I just can't help but wonder how the public will embrace this. Will they accept it and pay more for their paint jobs, or will it drive people to hire non-compliant, underground contractors? :001_unsure:


----------



## vermontpainter (Dec 24, 2007)

Paintuh4Life said:


> I just can't help but wonder how the public will embrace this. Will they accept it and pay more for their paint jobs, or will it drive people to hire non-compliant, underground contractors? :001_unsure:


Consumer behavior is no more or less out of our control than it was before. It is out of control. 

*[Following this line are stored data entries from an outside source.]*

PR #577, opened 2019-06-16
Add migration for http4s 0.20

fthomas:


fthomas:
Here is the referenced rule: https://github.com/http4s/http4s/blob/master/scalafix/rules/src/main/scala/fix/v0_20.scala

fthomas:
Here is this PR in action: https://github.com/fthomas/scalafix-test/pull/8/files

fthomas:
What is currently unclear to me is how to determine the list of artifactIds from looking at the rewrite rules. The easiest for me would be to run this migration when any artifactId of the update matches `http4s-.*` @amarrella do you have any insights which artifactIds we should list here?

amarrella:
I *think* you can safely target all artifacts, but the fix will probably mostly used for clients and server?

fthomas:
Thanks for the confirmation, @amarrella. The migration targets now all `http4s-.*` artifacts because I found it too tedious to list all applicable artifacts individually.

Issue #603, opened 2019-06-21
Document the scalafix integration


fthomas:
Maybe a blog post announcing this would encourage people to write more Scalafix integrations.

fthomas:
Fixed by #609. I'm writing a blog post later.

PR #609, opened 2019-06-21
Documentation for the Scalafix integration

fthomas:
Taking a first stab at writing documentation for the Scalafix
integration.

Related to #603.


fthomas:
Reviews of this PR would be much appreciated.

Issue #622, opened 2019-06-24
java.io.IOException without any stacktrace when running scala-steward


anilkumarmyla:
We run scala-steward in our private repos, and it was working fine until recently when it started spewing IOException without any stack trace. The last successful run was on `2019-06-17 12:33:53` and next run on `2019-06-20 01:03:00` failed. We checkout latest code from master and run it, so there are a wide range of commits between the two timestamps to look for the commit that causes this. Error message from the run is as below, notice there is no stack trace for IOException making it hard to debug 

```
12:49:23 failed finding updates for ArtificialProject(ScalaVersion(2.12.8),SbtVersion(1.2.8),List(Dependency(ch.qos.logback,logback-classic,logback-classic,1.2.3,None,Some(test))),List())
12:49:23 java.io.IOException: [info] Loading settings for project global-plugins from sbt-updates.sbt,scala-steward.sbt ...
12:49:23 [info] Loading global plugins from /root/.sbt/1.0/plugins
12:49:23 [info] Loading settings for project updates-build from plugins.sbt ...
12:49:23 [info] Loading project definition from ...
12:49:23 [info] Loading settings for project updates from build.sbt ...
12:49:23 [info] Set current project to updates (in build ...)
12:49:23 [error] Not a valid command: dependencyUpdates
12:49:23 [error] Not a valid project ID: dependencyUpdates
12:49:23 [error] Expected ':'
12:49:23 [error] Not a valid key: dependencyUpdates (similar: dependencyClasspath, dependencyOverrides, dependencyPositions)
12:49:23 [error] dependencyUpdates
12:49:23 [error]                  ^ 
```

When we run scala-steward locally it works fine, but in our ci systems above error happens. Any idea what causes this and how to debug this?

fthomas:
`Not a valid command: dependencyUpdates` hints at a problem with the sbt-updates plugin. Could you look into the global sbt plugins directory (`~/.sbt/1.0/plugins/` and  `~/.sbt/0.13/plugins/`) and remove all `.sbt` files from Scala Steward: `sbt-updates.sbt`, `scala-steward.sbt`, and `StewardPlugin.scala`

anilkumarmyla:
Ok, we cache `~/.sbt` in our ci build. Clearing it and running again worked, probably some stale data in `~/.sbt` caused this. We can close this

PR #623, opened 2019-06-24
Use logger.error instead of println

### LINKED ISSUE #420: Usage of println instead of logger
There are around 6 usages of println in the codebase instead of using logger. Just wondering if that's intended or we can switch to logger. Willing to help, let me know!

anilkumarmyla:
Kinda fixes #420 
and helps debugging #622

### DIFF
--- a/modules/core/src/main/scala/org/scalasteward/core/update/UpdateService.scala
+++ b/modules/core/src/main/scala/org/scalasteward/core/update/UpdateService.scala
@@ -84,8 +84,7 @@ final class UpdateService[F[_]](
             util.divideOnError(prj)(sbtAlg.getUpdatesForProject)(_.halve.toList.flatMap {
               case (p1, p2) => List(p1, p2)
             }) { (failedP: ArtificialProject, t: Throwable) =>
-              logger.error(t)(s"failed finding updates for $failedP error=${t.getMessage}")
-              F.pure(List.empty[Update.Single])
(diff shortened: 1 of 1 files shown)


modules/core/src/main/scala/org/scalasteward/core/update/UpdateService.scala
```diff
@@ -84,8 +84,7 @@ final class UpdateService[F[_]](
             util.divideOnError(prj)(sbtAlg.getUpdatesForProject)(_.halve.toList.flatMap {
               case (p1, p2) => List(p1, p2)
             }) { (failedP: ArtificialProject, t: Throwable) =>
-              println(s"failed finding updates for $failedP")
-              println(t)
+              logger.error(t)(s"failed finding updates for $failedP error=${t.getMessage}")
```
fthomas: `logger.error(...)` is a pure expression and needs to be composed via `>>` with the following expression to have an effect.

ChristopherDavenport: `logger.error(...).as(List.empty[Update.Single])` is even simpler since the result is just a pure.

fthomas: :+1: This is a nice application of the monad law: `flatMap(_ => pure(x)) <-> map(_ => x)`.

PR #645, opened 2019-07-01
Merge topic/gitlab into master

fthomas:
I'm opening this so that people can see the diff between topic/gitlab and master and to track pending tasks before this can be merged.


modules/core/src/main/scala/org/scalasteward/core/nurture/NurtureAlg.scala
```diff
@@ -84,8 +84,8 @@ final class NurtureAlg[F[_]](
   def processUpdate(data: UpdateData): F[Unit] =
     for {
       _ <- logger.info(s"Process update ${data.update.show}")
-      head = vcs.headFor(data.fork.show, data.update)
-      pullRequests <- gitHubApiAlg.listPullRequests(data.repo, head, data.baseBranch)
+      head = vcsSpecifics.sourceFor(data.repo, data.update)
```
fthomas: This does not do the right thing for GitHub repos since `head` is not created from `data.fork` (see #552 why this is needed). I'll try to change this later.

fthomas:
One thing I'd also like to change is the `vcs` acronym which is usually used as generic term for Git, Mercurial, Subversion, CVS, etc. but we are using it as generic term for GitHub, GitLab, and BitBucket. I'm not aware of a common generic term for these services but would propose to use `grm` (for Git repository manager). Other suggestions welcome!

Since this is a purely stylistic change, it should be done after merging this so we don't obfuscate the diff of this PR with a simple rename.

fthomas:
@daddykotex I've just verified that this branch still works with GitHub. So there is nothing left to do from my side before this can be merged.

daddykotex:
Sounds good to me!

All aboard the VCS diversity!

PR #649, opened 2019-07-02
Fix branch name

daddykotex:
During merge/rebase, I may have accidentally changed the
branch name used when creating the MR. On Gitlab, we need
`update/dependency-1.2.0` where as on GitHub we need:
`owner:update/dependency-1.2.0`.


modules/core/src/main/scala/org/scalasteward/core/nurture/NurtureAlg.scala
```diff
@@ -123,7 +123,8 @@ final class NurtureAlg[F[_]](
   def createPullRequest(data: UpdateData): F[Unit] =
     for {
       _ <- logger.info(s"Create PR ${data.updateBranch.name}")
-      requestData = NewPullRequestData.from(data, config.vcsLogin)
+      branchName = vcsSpecifics.headForListingPullRequests(data.fork, data.update)
+      requestData = NewPullRequestData.from(data, branchName, config.vcsLogin)
```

The fly in the ointment is that for homeowners, there is no liability of accountability. They have no incentive to do the right thing. As is often the case, the contractor bears full responsibility. And should be able to charge in a way that reflects that. I intend to do so, since that type of work is not an important part of the core of our business. Guys who need the work badly will be faced with some tough choices. 

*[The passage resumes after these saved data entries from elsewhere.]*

PR #665, opened 2019-07-06
Add ability to propose sbt version update

### LINKED ISSUE #101: Propose sbt updates

exoego:
Closes #101.
Steward will propose update if they found `sbt.version=X.Y.Z-SOMETHING`.
It does not update `SbtVersion` that used for conditional build like below

```scala
sbtSeries.value match {
    case "0.13" => SbtVersion("0.13.17")
    case "1.0"  => defaultSbtVersion
    case _      => defaultSbtVersion
}
```
since such build requires cautious update.

I could not find how to perform system-test against actual repos...
How should I perform ?

### DIFF
--- a/modules/core/src/main/scala/org/scalasteward/core/edit/UpdateHeuristic.scala
+++ b/modules/core/src/main/scala/org/scalasteward/core/edit/UpdateHeuristic.scala
@@ -79,34 +79,27 @@ object UpdateHeuristic {
     getPrefixRegex = update => Some(s"${update.groupId}.*?")
   )
 
-  val sbt = UpdateHeuristic(
-    name = "sbt",
-    order = 2,
-    getSearchTerms = _ => List("sbt\\.version="),
-    getPrefixRegex = _ => None
-  )
-
   val original = UpdateHeuristic(
     name = "original",
-    order = 3,
+    order = 2,
     getSearchTerms = update => update.searchTerms.toList
   )
 
   val relaxed = UpdateHeuristic(
     name = "relaxed",
-    order = 4,
+    order = 3,
     getSearchTerms = update => util.string.extractWords(update.artifactId)
   )
 
   val sliding = UpdateHeuristic(
     name = "sliding",
-    order = 5,
+    order = 4,
     getSearchTerms = update => update.artifactId.sliding(5).take(5).filterNot(_ === "scala").toList
   )
 
   val groupId = UpdateHeuristic(
     name = "groupId",
-    order = 6,
+    order = 5,
     getSearchTerms = update =>
       update.groupId
         .split('.')
@@ -117,5 +110,5 @@ object UpdateHeuristic {
   )
 
   val all: Nel[UpdateHeuristic] =
-    Nel.of(strict, original, relaxed, sliding, groupId, sbt).sortBy(_.order)
+    Nel.of(strict, original, relaxed, sliding, groupId).sortBy(_.order)
 }
--- a/modules/core/src/main/scala/org/scalasteward/core/edit/UpdateHeuristic.scala
+++ b/modules/core/src/main/scala/org/scalasteward/core/edit/UpdateHeuristic.scala
@@ -79,27 +79,34 @@ object UpdateHeuristic {
     getPrefixRegex = update => Some(s"${update.groupId}.*?")
   )
 
+  val sbt = UpdateHeuristic(
+    name = "sbt",
+    order = 2,
+    getSearchTerms = _ => List("sbt\\.version="),
+    getPrefixRegex = _ => None
+  )
+
   val original = UpdateHeuristic(
     name = "original",
-    order = 2,
+    order = 3,
     getSearchTerms = update => update.searchTerms.toList
   )
 
   val relaxed = UpdateHeuristic(
     name = "relaxed",
-    order = 3,
+    order = 4,
     getSearchTerms = update => util.string.extractWords(update.artifactId)
   )
 
   val sliding = UpdateHeuristic(
     name = "sliding",
-    order = 4,
+    order = 5,
     getSearchTerms = update => update.artifactId.sliding(5).take(5).filterNot(_ === "scala").toList
   )
 
   val groupId = UpdateHeuristic(
     name = "groupId",
-    order = 5,
+    order = 6,
     getSearchTerms = update =>
       update.groupId
         .split('.')
@@ -110,5 +117,5 @@ object UpdateHeuristic {
   )
 
   val all: Nel[UpdateHeuristic] =
-    Nel.of(strict, original, relaxed, sliding, groupId).sortBy(_.order)
+    Nel.of(strict, original, relaxed, sliding, groupId, sbt).sortBy(_.order)
 }
--- a/modules/core/src/main/scala/org/scalasteward/core/sbt/SbtAlg.scala
+++ b/modules/core/src/main/scala/org/scalasteward/core/sbt/SbtAlg.scala
@@ -25,6 +25,7 @@ import org.scalasteward.core.dependency.Dependency
 import org.scalasteward.core.vcs.data.Repo
 import org.scalasteward.core.io.{FileAlg, FileData, ProcessAlg, WorkspaceAlg}
 import org.scalasteward.core.model.Update
+import org.scalasteward.core.sbt
 import org.scalasteward.core.sbt.command._
 import org.scalasteward.core.sbt.data.ArtificialProject
 import org.scalasteward.core.scalafix.Migration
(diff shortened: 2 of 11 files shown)


modules/core/src/main/scala/org/scalasteward/core/edit/UpdateHeuristic.scala
```diff
@@ -79,27 +79,34 @@ object UpdateHeuristic {
     getPrefixRegex = update => Some(s"${update.groupId}.*?")
   )
 
+  val sbt = UpdateHeuristic(
+    name = "sbt",
+    order = 2,
```
exoego: I initially tried to set `order = 6` (largest), but could not.
Since the heuristic `original` has higher precedence than `sbt`.

exoego:
Ah, I did not aware about `SbtVersion("0.13.18")`.
Will add soon.

fthomas:
Thanks @exoego for working on this. I think a few more things are needed for this feature:

1. [`isSourceFile`](https://github.com/fthomas/scala-steward/blob/93eb7a62946c1f7ca20c28a41ac44e6341afa353/modules/core/src/main/scala/org/scalasteward/core/io/package.scala#L23-L28) needs to be updated to return `true` for `project/build.properties` files.
1. `SbtAlg.getUpdatesForRepo` needs to include `Update.Single` for sbt like you've used in the test (`Update.Single("org.scala-sbt", "sbt", "1.2.7", Nel.of("1.2.8")`). sbt-updates doesn't include updates for sbt, so we have to implement this ourself. In the first iteration of this feature I would propose to use `sbt.defaultSbtVersion` as latest for the 1.x series and add a new `sbt.latestSbtVersion_0_13` for the 0.13.x series. The sbt version of a `Repo` can then be queried via sbt or by reading `project/build.properties` (which I'd prefer because it is faster.) With this information you can now create an `Update.Single` and include it in `getUpdatesForRepo`.

I'm not sure if we then need a new `UpdateHeuristic`. Maybe the heuristics we already have are good enough. And to test it I would run Scala Steward with a test repo.

exoego:
Updated `SbtAlg.getUpdatesForRepo` and reverted `UpdateHeuristic` in https://github.com/fthomas/scala-steward/pull/665/commits/7676425c2a92523b57a74a775ffe97c93bfb77e2

modules/core/src/main/scala/org/scalasteward/core/sbt/SbtAlg.scala
```diff
@@ -110,8 +111,10 @@ object SbtAlg {
           maybeClearCredentials = if (config.keepCredentials) Nil else List(setCredentialsToNil)
           commands = maybeClearCredentials ++
             List(dependencyUpdates, reloadPlugins, dependencyUpdates)
-          lines <- exec(sbtCmd(commands), repoDir)
-        } yield parser.parseSingleUpdates(lines)
+          sourceUpdates = exec(sbtCmd(commands), repoDir).map(parser.parseSingleUpdates)
+          buildPropUpdates = proposeBuildPropertiesUpdate()
+          updates <- (sourceUpdates product buildPropUpdates).map(p => p._1 ::: p._2)
```
exoego: I do not know how to concate two `F[List[A]]` in `cats` so this concatenation may be funny.

fthomas: What about
```scala
  sourceUpdates <- ...
  buildPropUpdates <- ...
} yield sourceUpdates ++ buildPropUpdates
```
?

modules/core/src/main/scala/org/scalasteward/core/sbt/SbtAlg.scala
```diff
@@ -125,6 +128,31 @@ object SbtAlg {
...
+      def proposeBuildPropertiesUpdate(): F[List[Update.Single]] =
+        buildPropertiesFile.flatMap { prop =>
+          fileAlg
+            .readFile(prop)
+            .map { maybeContent =>
+              for {
+                content <- maybeContent
+                currentVer <- sbtVersionRegex.findFirstMatchIn(content).map(_.group(1))
+                if !latestSbtVersions.contains(currentVer)
+                newVer = if (currentVer.startsWith("0."))
```
fthomas: We need to ensure that `newVersion` is actually greater than `currentVer`. `model.Version` can be used to do that.

modules/core/src/main/scala/org/scalasteward/core/sbt/SbtAlg.scala
```diff
@@ -125,6 +128,31 @@ object SbtAlg {
...
         fileAlg.home.map(_ / ".sbt")
 
+      val buildPropertiesFile: F[File] =
+        fileAlg.home.map(_ / "project" / "build.properties")
+
+      final private val sbtVersionRegex = s"build.properties=(.+)".r
+      final private val latestSbtVersions = List(sbt.defaultSbtVersion, sbt.latestSbtVersion_0_13)
+        .map(_.value)
+
+      def proposeBuildPropertiesUpdate(): F[List[Update.Single]] =
```
fthomas: I think this should return `F[Option[Update.Single]]` to make clear that it returns at most one element. At the usage site it can then be converted to a list for easier concatenation with the other updates.

fthomas: I've another suggestion. If you extract the part of this function that transforms the content of `build.properties` to an update (`String => Option[Update.Single]`), that function has no effect in `F[_]` and can be tested more easily.

modules/core/src/main/scala/org/scalasteward/core/sbt/SbtAlg.scala
exoego: Done in https://github.com/fthomas/scala-steward/pull/665/commits/200b7c6de1f389af6287ba90468aa1eb304cda1f

modules/core/src/main/scala/org/scalasteward/core/sbt/SbtAlg.scala
exoego: Mad it `Option` in https://github.com/fthomas/scala-steward/pull/665/commits/2a407f257f2629154d9cae4f490af68a81cd437c
Extracted the method in https://github.com/fthomas/scala-steward/pull/665/commits/a3516c8edebf20a9e8821586905af4287bf9e7fe

modules/core/src/main/scala/org/scalasteward/core/sbt/SbtAlg.scala
exoego: Done in https://github.com/fthomas/scala-steward/pull/665/commits/1578a3dbe3128cdae517c687a5b85aa5c6e2b3cd

fthomas:
I just tested your branch with one of my repos and it works: https://github.com/fthomas/properly/pull/26
This is great!

I also pushed two minor fixes.

fthomas:
I tried this on a few more repos:
* https://github.com/ChristopherDavenport/agitation/pull/29/files
* https://github.com/ChristopherDavenport/base.g8/pull/11/files
* https://github.com/ChristopherDavenport/scalaz-task-effect/pull/73/files

And they all look good.

The only one that also updated some unrelated version number was this:
* https://github.com/daandi/nice-url-encode-decode/pull/8/files

I'm not sure yet if we should restrict sbt updates to `build.properties` files.

exoego:
It looks like `UpdateHeuristic.original` is used for sbt update.
Since `UpdateHeuristic.strict` requires `groupId` in the line, but `build.properties` dont' have `groupId`,
so `UpdateHeuristicoriginal` with a Regex like `(?i)(.*)((sbt).*?)\Q1.2.8\E(.?)` is used.
Such regex can matches `addSbtPlugin("com.jsuereth" % "sbt-pgp" % "1.2.8")` too.

> I'm not sure yet if we should restrict sbt updates to build.properties files.

I think restriction is needed.
Where is a good place for such file restriction ?

fthomas:
The file restriction would be computed in `EditAlg` and then passed to `FileAlg.findSourceFilesContaining` instead of using the static `isSourceFile`.

This would restrict sbt updates to only edit `project/build.properties` files and nothing else. I'm trying to think of situations where the sbt version might be used somewhere else which we would then miss.

exoego:
> The file restriction would be computed in EditAlg and then passed to FileAlg.findSourceFilesContaining instead of using the static isSourceFile.

Added such dynamic `Update`-based file filter in https://github.com/fthomas/scala-steward/pull/665/commits/94c1e18d45e430bcb56aac8d37d556f886157d90

> I'm trying to think of situations where the sbt version might be used somewhere else which we would then miss.

To use sbt version somewhere in `build.sbt`, I think users should use `sbtVersion` instead of literal.
So I assume it is not a big problem if we restrict sbt update only to `build.properties` in 1st iteration.

kubukoz:
https://github.com/kubukoz/sup/pull/84 it works, thanks for this update!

I do predict that as soon as the homeowner figures out that there is no consequence to them for choosing the underpriced, uncertified trunkslammer, that will become very appealing as the rest of our prices have to increase to reflect compliant practices. 

Keep it in perspective though, I remember in the early 80s when vinyl siding was going to put an end to exterior painting. The sky was falling then, just a few clouds now.


----------



## slickshift (Apr 8, 2007)

Paintuh4Life; said:


> I just can't help but wonder how the public will embrace this. Will they accept it and pay more for their paint jobs, or will it drive people to hire non-compliant, underground contractors?

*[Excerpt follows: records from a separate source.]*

PR #671, opened 2019-07-07
Add markup to ignore lines

### LINKED ISSUE #192: Support markup to ignore single or multiple lines
see https://github.com/erikvanoosten/metrics-scala/pull/118

exoego:
Closes #192

Adding two markups to control lines to be ignored.

# Ignoring single-line
A line ends with `// scala-steward:off` is ignored solely.
```scala
"com.typesafe.akka" %% "akka-actor" % "2.4.0", // scala-steward:off
"com.typesafe.akka" %% "akka-testkit" % "2.4.0", // Update should happen on this line
```

# Ignoring multiple-lines
Once a line starts with `// scala-steward:off` found, Steward won't edit lines until `scala-steward:on` found.

```scala
// scala-steward:off
"com.typesafe.akka" %% "akka-actor" % "2.4.0",
"com.typesafe.akka" %% "akka-testkit" % "2.4.0",
// scala-steward:on
"com.typesafe.akka" %% "akka-stream" % "2.4.0", // Update should happen on this line
```

# Note for staying specific range

A range markup like `// scala-steward:only 2.4.x` was suggested in #192. 
I think we do not need such, since sbt already supports [version range in the form of `2.4.+` or `[2.4,2.5)`](https://www.scala-sbt.org/release/docs/Library-Dependencies.html#Ivy+revisions).
So, IIUC, if one want to stay in specific range, one can write:
```scala
// scala-steward:off
"com.typesafe.akka" %% "akka-actor" % "2.4.+",
"com.typesafe.akka" %% "akka-testkit" % "2.4.+",
// scala-steward:on
```

### DIFF
--- a/modules/core/src/main/scala/org/scalasteward/core/util/string.scala
+++ b/modules/core/src/main/scala/org/scalasteward/core/util/string.scala
@@ -60,39 +60,28 @@ object string {
   ): Option[MinLengthString[N]] =
     refineV[MinSize[N]](xs.reduceLeft(longestCommonPrefix)).toOption
 
-  final private val regexIgnoreMultiLinesBegins = "^\\s*//\\s*scala-steward:off".r
-
   /** Like `Regex.replaceSomeIn` but indicates via the return type if there
     * was at least one match that has been replaced.
     */
   def replaceSomeInOpt(
       regex: Regex,
       target: CharSequence,
+      splitter: String => Nel[(String, Boolean)],
       replacer: Regex.Match => Option[String]
   ): Option[String] = {
     var changed = false
     val replacer1 = replacer.andThen(_.map(r => { changed = true; r }))
     val targetString = target.toString
-    val result = if (!targetString.contains("scala-steward:off")) {
-      regex.replaceSomeIn(target, replacer1)
-    } else {
-      var ignoreLines = false
-      targetString.linesWithSeparators
-        .map(s => {
-          if (ignoreLines) {
-            if (s.contains("scala-steward:on")) {
-              ignoreLines = false
-              regex.replaceSomeIn(s, replacer1)
-            } else s
-          } else if (s.contains("scala-steward:off")) {
-            if (!ignoreLines && regexIgnoreMultiLinesBegins.findFirstIn(s).isDefined) {
-              ignoreLines = true
-            }
-            s
-          } else regex.replaceSomeIn(s, replacer1)
-        })
-        .mkString("")
-    }
+    val result = splitter(targetString)
+      .map {
+        case (str, canReplace) =>
+          if (canReplace) {
+            regex.replaceSomeIn(str, replacer1)
+          } else {
+            str
+          }
+      }
+      .mkString_("")
     if (changed) Some(result) else None
   }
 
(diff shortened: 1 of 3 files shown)


modules/core/src/main/scala/org/scalasteward/core/util/string.scala
```diff
@@ -70,7 +72,29 @@ object string {
...
+    val result = if (!targetString.contains("scala-steward:off")) {
+      regex.replaceSomeIn(target, replacer1)
+    } else {
+      var ignoreLines = false
+      targetString.linesIterator
+        .map(s => {
+          if (ignoreLines) {
+            if (s.contains("scala-steward:on")) {
+              ignoreLines = false
+              regex.replaceSomeIn(s, replacer1)
```
fthomas: One concern I have is that the regular expressions now operate on single lines only. Before this change they operated on the whole content of files.

modules/core/src/main/scala/org/scalasteward/core/util/string.scala
```diff
@@ -70,7 +72,29 @@ object string {
...
+          } else {
+            if (s.contains("scala-steward:off")) {
+              if (ignoreLines || regexIgnoreMultiLinesBegins.findFirstIn(s).isDefined) {
+                ignoreLines = true
+              }
+              s
+            } else regex.replaceSomeIn(s, replacer1)
+          }
+        })
+        .mkString(System.lineSeparator())
```
fthomas: I think this could lead to huge diffs if the original file didn't use `System.lineSeparator()` as line separator.

modules/core/src/main/scala/org/scalasteward/core/util/string.scala
exoego: What is your worry?
I don't think operating on every single lines separately could be a problem
Also there is a fast-path (for most repositories), where the whole content is replaced one time if no `scala-steward:off` found.

modules/core/src/main/scala/org/scalasteward/core/util/string.scala
exoego: Changed from `str.lineIterator` to `str.linesWithSeparators` to preserve original end of lines in https://github.com/fthomas/scala-steward/pull/671/commits/d964a63744825d758baa22349c16af87ed2180b7

modules/core/src/main/scala/org/scalasteward/core/util/string.scala
fthomas: You're right that our current regex is line based so this is not a breaking change. But what if we want to use a regex that works on multiple lines in the future. Those wouldn't work in files that contain `scala-steward:off`.

What do you think about this: We split the content of a file into multiple parts where each part is associated with a `Boolean` that specifies if that part can be changed by Scala Steward. This would have a signature similar to this: `String => List[(String, Boolean)]`. We would then only apply our replace function on those parts where the `Boolean` is `true` (where we are allowed to do changes).

I have a feeling that this approach would also be more compositional.

modules/core/src/main/scala/org/scalasteward/core/util/string.scala
fthomas: I didn't know about `linesWithSeparators`. Nice!

modules/core/src/main/scala/org/scalasteward/core/util/string.scala
exoego: Refactored so in https://github.com/fthomas/scala-steward/pull/671/commits/4f28b79fbb89d1deaeb0333a1a983575e182c9bd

As I've been saying to other painting contractors a lot lately:
I can see a boat-load of $1200, $1099, $1150, bids..and one $500 bid
"Who they gonna call'

No matter how you slice it, it comes up "problem"

At least until everyone is compliant


----------



## slickshift (Apr 8, 2007)

slickshift said:


> As I've been saying to other painting contractors a lot lately:
> I can see a boat-load of $1200, $1099, $1150, bids..and one $500 bid
> "Who they gonna call'
> 
> ...


At least the new laws put an equal share of financial penalties on homeowners
(at this point) This is our only recourse (so to speak)


----------



## vermontpainter (Dec 24, 2007)

slickshift said:


> At least the new laws put an equal share of financial penalties on homeowners
> (at this point) This is our only recourse (so to speak)


I'm aware of penalties for landlords or property managers, but not for homeowners at this point. I take the course in a week and a half.


----------



## NEPS.US (Feb 6, 2008)

Me too. I am taking it a a Ben Moore plant.


----------



## slickshift (Apr 8, 2007)

vermontpainter said:


> ...but not for homeowners at this point.


Oh yeah...a point I've not even heard discussed
H/O used to have opportunities to encapsulate or whatever that we couldn't do unless certified
I've not heard one peep of a change in DIY lead-possible abatement choices

As far as I know, if some H/O (1978 built home or older) wants to grind the **** out of the exterior of their house, all is what it was a few weeks (and in the past years) ago


----------



## slickshift (Apr 8, 2007)

NEPS.US said:


> Me too. I am taking it a a Ben Moore plant.


Nice to have a USA, and local, made product eh?


----------